If it's down to Harry Shibata,
the whereabouts of the disappeared from the military dictatorship will remain
unknown.
"What often happens is
that those who do these things do them very well and we will never know.
Disappeared is disappeared. I don't know where they are. It's difficult to
speculate on how the disappearance was done, isn't it? If the guy was buried under
a false name, that happens a lot," he says, talking about the bones in
Perus. "The problem has nothing to do with me or with the IML. Burying
people is the job of the cemetery."
The expert says that he did
not know the president Dilma [Rousseff] during the military regime because he
does not follow politics.
"I think she's doing a
good job. I voted for [Jose] Serra. I don't know Dilma, I never heard of her in
the '70s. I'm not really political. When Carlos Marighella died, I did the
autopsy. I didn't know who he was. He died of gunshot wounds. I only found out
later when asked to rush the report, the police asked for it urgently.
Shibata explains that, on the
orders of the police chief Celso Teles, he did not carry out the autopsy on the
body of Sérgio Paranhos Fleury, one of the greatest symbols of the repression,
who supposedly died falling off boat in Ilhabela in 1979. According to Capixaba
police chief Claudio Guerra in his book "Memories of a dirty war",
Fleury was killed by the military and the accident was staged:
"Teles said, look,
there's no need for an autopsy. That was wrong. When the death is violent the
medical examiner always has to be called. But they called an ordinary doctor.

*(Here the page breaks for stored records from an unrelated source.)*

PR #65, opened 2024-08-09
Move attribute parsing to attribute trait

adam-cattermole:
(builds on top of #64 refactoring-1-bis)

For the auth implementation I wanted to be able to retrieve/parse the different attributes from `filter.get_property` without need to evaluate a `PatternExpression` so I decided to move this to it's own trait with an implementation for each type (where the implementation comes from the original one within the pattern expression).

This then introduces a generic `get_attribute` function which can be used like this

```
get_attribute(filter, "request.host")
```

To return a `Result<String,String>` in this case with the property.

Looking for all feedback as I'm unsure if this is the correct approach to do this.

### DIFF
--- a/src/attribute.rs
+++ b/src/attribute.rs
@@ -104,6 +104,7 @@ impl Attribute for DateTime<FixedOffset> {
     }
 }
 
+#[allow(dead_code)]
 pub fn get_attribute<T>(f: &Filter, attr: &str) -> Result<T, String>
 where
     T: Attribute,
--- a/src/attribute.rs
+++ b/src/attribute.rs
@@ -24,7 +24,7 @@ impl Attribute for i64 {
     fn parse(raw_attribute: Vec<u8>) -> Result<Self, String> {
         if raw_attribute.len() != 8 {
             return Err(format!(
-                "Int value expected to be 8 bytes, but got {}",
+                "parse: Int value expected to be 8 bytes, but got {}",
                 raw_attribute.len()
             ));
         }
@@ -40,7 +40,7 @@ impl Attribute for u64 {
     fn parse(raw_attribute: Vec<u8>) -> Result<Self, String> {
         if raw_attribute.len() != 8 {
             return Err(format!(
-                "UInt value expected to be 8 bytes, but got {}",
+                "parse: UInt value expected to be 8 bytes, but got {}",
                 raw_attribute.len()
             ));
         }
@@ -56,7 +56,7 @@ impl Attribute for f64 {
     fn parse(raw_attribute: Vec<u8>) -> Result<Self, String> {
         if raw_attribute.len() != 8 {
             return Err(format!(
-                "Float value expected to be 8 bytes, but got {}",
+                "parse: Float value expected to be 8 bytes, but got {}",
                 raw_attribute.len()
             ));
         }
@@ -78,7 +78,7 @@ impl Attribute for bool {
     fn parse(raw_attribute: Vec<u8>) -> Result<Self, String> {
         if raw_attribute.len() != 1 {
             return Err(format!(
-                "Bool value expected to be 1 byte, but got {}",
+                "parse: Bool value expected to be 1 byte, but got {}",
                 raw_attribute.len()
             ));
         }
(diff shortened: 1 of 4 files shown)


src/policy.rs
```diff
@@ -125,31 +126,7 @@ impl Policy {
...
-                    let value = match filter.get_property(attribute_path.tokens()) {
-                        None => {
-                            debug!(
-                                "#{} build_single_descriptor: selector not found: {}",
-                                filter.context_id, attribute_path
-                            );
-                            match &selector_item.default {
-                                None => return None, // skipping the entire descriptor
-                                Some(default_value) => default_value.clone(),
-                            }
```
adam-cattermole, line 138: Woops this should be fixed

src/policy.rs
```diff
@@ -139,16 +140,7 @@ impl Policy {
...
-                            Err(e) => {
-                                debug!(
-                                    "#{} build_single_descriptor: failed to parse selector value: {}, error: {}",
-                                    filter.context_id, attribute_path, e
-                                );
-                                return None;
-                            }
-                            Ok(attribute_value) => attribute_value,
-                        },
+                        Some(attribute_bytes) => Attribute::parse(attribute_bytes).ok()?,
```
adam-cattermole, line 143: I'm not 100% here, because this could take advantage of the `type_of` to determine the type instead of assuming it's a `String`

src/attribute.rs
```diff
@@ -0,0 +1,119 @@
...
+            raw_attribute.as_slice()[..8]
+                .try_into()
+                .expect("This has to be 8 bytes long!"),
+        );
+        Ok(DateTime::from_timestamp_nanos(nanos).into())
+    }
+}
+
+#[allow(dead_code)]
+pub fn get_attribute<T>(f: &Filter, attr: &str) -> Result<T, String>
```
alexsnaps, line 108: This is apparently still `dead_code`, but I also wonder how this is going to be useful... `<T>` needs to be known at compile time here, so that we _need_ to know at method invocation time what the `type` of `attr`... is this ever going to be the case that this is known _before_ runtime?

src/configuration.rs
```diff
@@ -168,47 +170,13 @@ impl PatternExpression {
...
-                    Value::Timestamp(time)
-                }
-            }
+            ValueType::String => Value::String(Arc::new(Attribute::parse(raw_attribute)?)),
+            ValueType::Int => Value::Int(Attribute::parse(raw_attribute)?),
+            ValueType::UInt => Value::UInt(Attribute::parse(raw_attribute)?),
+            ValueType::Float => Value::Float(Attribute::parse(raw_attribute)?),
+            ValueType::Bytes => Value::Bytes(Arc::new(Attribute::parse(raw_attribute)?)),
+            ValueType::Bool => Value::Bool(Attribute::parse(raw_attribute)?),
+            ValueType::Timestamp => Value::Timestamp(Attribute::parse(raw_attribute)?),
```
alexsnaps, line 179: Nice ❤️

alexsnaps (approved):

src/attribute.rs
```diff
@@ -0,0 +1,119 @@
...
+use chrono::{DateTime, FixedOffset};
+use proxy_wasm::traits::Context;
+
+pub trait Attribute {
+    fn parse(raw_attribute: Vec<u8>) -> Result<Self, String>
+    where
+        Self: Sized;
+}
+
+impl Attribute for String {
```
alexsnaps, line 12: I think this could "just" be the `TryInto` trait, but it is that against the [orphan rules](https://doc.rust-lang.org/reference/items/implementations.html?highlight=orphan#orphan-rules)

src/attribute.rs
adam-cattermole: As an example when I was building some response stuff for auth I was using it like this (providing a default to infer types):

```
attr.set_source(build_peer(
    get_attribute(&self, "source.address").unwrap_or("".to_string()),
    get_attribute(&self, "source.port").unwrap_or(0i64) as u32,
));
```

But then again now I think about it, these should probably remain unset if we can't get the attribute and not be a default value.

alexsnaps: Yeah, that actually makes sense... forgot that in the case of auth, there is a set of attributes (both their name _and_ type) that need to be retrieved no matter what... so yes, that `fn` would be useful for that. The `unwrap_or` I'm less confident about it indeed as well

didierofrivia (approved):
🍬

The law says that if there is no medical examiner, the report needs to be done
by two doctors. I think it's a fantasy [the assassination theory], but the
suspicion exists because the autopsy was not done properly."
Note on the translation: This
has been done to the best of my ability and as far as I'm aware, it is correct.
However I'd like to be clear that Portuguese is a relatively new language of
mine and I cannot rule out the existence of errors. Comments and corrections
welcome, anyone wanting to use this translation themselves takes responsibility
for doing so and would be well advised to check it first.